▶ Instructions to follow
Show every line from the entries that follow which holds the word "node".

▶ Material to process
Issue #859, opened 2018-10-05
XSLT warning "The parent axis starting at a document node will never select anything"


danielweck:
Hello!

* I am on MacOS (latest)
* I installed the Oracle JDK (latest v11.0.1 from https://www.oracle.com/technetwork/java/javase/downloads/jdk11-downloads-5066655.html )
* I installed Maven (latest)

* I cloned this repository and checkout'ed the `master` branch
* I invoked the Maven install command (no problems)
* I ran EpubCheck from the command line against a few EPUBs (seems to work just fine).
* However, the following message is reported over 20 times in the console (just before the actual validation message):

```
Warning at char 3 in xsl:param/@select on line 459 column 43 
  SXWN9000: The parent axis starting at a document node will never select anything
```

```
Validating using EPUB version 3.0.1 rules.
No errors or warnings detected.
Messages: 0 fatal / 0 errors / 0 warnings / 0 info
```

System:

`java --version`
```
java 11 2018-09-25
Java(TM) SE Runtime Environment 18.9 (build 11+28)
Java HotSpot(TM) 64-Bit Server VM 18.9 (build 11+28, mixed mode)
```

`mvn --version`
```
Apache Maven 3.5.4 (1edded0938998edf8bf061f1ceb3cfdeccf443fe; 2018-06-17T19:33:14+01:00)
Maven home: /Applications/apache-maven
Java version: 11, vendor: Oracle Corporation, runtime: /Library/Java/JavaVirtualMachines/jdk-11.jdk/Contents/Home
Default locale: en_GB, platform encoding: UTF-8
OS name: "mac os x", version: "10.14", arch: "x86_64", family: "mac"
```

`java -jar target/epubcheck.jar --version`
```
EpubCheck v4.0.3-SNAPSHOT
No file specified in the arguments. Exiting.
epubcheck completed
```

rdeltour:
> Warning at char 3 in xsl:param/@select on line 459 column 43 SXWN9000: The parent axis starting at a document node will never select anything

Would there be a file associated somewhere in the log with this line and column number?
If not we'll have to do some spelunking :-)

tofi86:
Note that there are no Travis checks for Java 11 yet. We should set those up and check if it’s a Java 11 issue.

danielweck:
[...]

Issue #491, opened 2014-12-28
SVG with custom namespace fails check


acabal:
Checking a SVG using a custom namespace fails with an error--epubcheck doesn't seem to recognize the custom namespace.  Here's a minimal, valid test SVG:

```
<?xml version="1.0" encoding="UTF-8"?>
<svg xmlns="http://www.w3.org/2000/svg" xmlns:test="https://example.org" version="1.1" viewBox="0 0 10 10" test:foo="bar">
</svg>
```

Expected result:
The valid SVG should not generate check errors.

Actual result:
Error while parsing file 'attribute "test:foo" not allowed here; expected attribute "alignment-baseline", "baseProfile", "baseline-shift", "class", "clip", "clip-path", "clip-rule", "color", "color-interpolation", "color-interpolation-filters", "color-profile", "color-rendering", "contentScriptType", "contentStyleType", "cursor", "direction", "display", "dominant-baseline", "enable-background", "externalResourcesRequired", "fill", "fill-opacity", "fill-rule", "filter", "flood-color", "flood-opacity", "font-family", "font-size", "font-size-adjust", "font-stretch", "font-style", "font-variant", "font-weight", "glyph-orientation-horizontal", "glyph-orientation-vertical", "height", "id", "image-rendering", "kerning", "letter-spacing", "lighting-color", "marker-end", "marker-mid", "marker-start", "mask", "ns:type", "onabort", "onactivate", "onclick", "onerror", "onfocusin", "onfocusout", "onload", "onmousedown", "onmousemove", "onmouseout", "onmouseover", "onmouseup", "onresize", "onscroll", "onunload", "onzoom", "opacity", "overflow", "pointer-events", "preserveAspectRatio", "requiredExtensions", "requiredFeatures", "shape-rendering", "stop-color", "stop-opacity", "stroke", "stroke-dasharray", "stroke-dashoffset", "stroke-linecap", "stroke-linejoin", "stroke-miterlimit", "stroke-opacity", "stroke-width", "style", "systemLanguage", "text-anchor", "text-decoration", "text-rendering", "unicode-bidi", "visibility", "width", "word-spacing", "writing-mode", "x", "xml:base", "xml:lang", "xml:space", "y" or "zoomAndPan" (with xmlns:ns="http://www.idpf.org/2007/ops")'.

chrisauclair:
[...]

PR #970, opened 2019-02-08
Allow foreign ns elements and attributes in svg content docs

mattgarrish:
(Resubmitting branched off next/v4.2.0 this time.) 

I believe this NVDL accomplishes what is needed for #491. It attaches XHTML elements as well as epub:, xlink: and xml: attributes, as well as attributes in no namespace. Elements and attributes from any other namespace are blanket allowed.

The empty pattern in the sch file is annoying, but without it oxygen was complaining that a required pattern was missing. Seems to be harmless, but feel free to comment it out.


murata2makoto:
I reviewed the NVDL script.  It looks good to me, but I would like to use a mode name different from "attach".  This mode does not attach foreign elements or attributes.

mattgarrish:
What about calling it allowForeignNS?

rdeltour:
I updated the PR:

- added code in the XML Parser to allow the `data-*` attributes by removing them at parsing time
- tweaked the NVDL to attach all namespaces to the Schematron validation
- tweaked the NVDL to set a stricter HTML-only mode to the RelaxNG validation in the context of a `foreignObject` element.

I took the opportunity to update Jing to v20181222 (which fixes #859 without us having to provide a hack, and even from an NVDL schema factory).

@mattgarrish I couldn't assign you to review your own PR, but if you can have a quick look… 😉

mattgarrish:
LGTM!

▶ Solution
XSLT warning "The parent axis starting at a document node will never select anything"
  SXWN9000: The parent axis starting at a document node will never select anything
> Warning at char 3 in xsl:param/@select on line 459 column 43 SXWN9000: The parent axis starting at a document node will never select anything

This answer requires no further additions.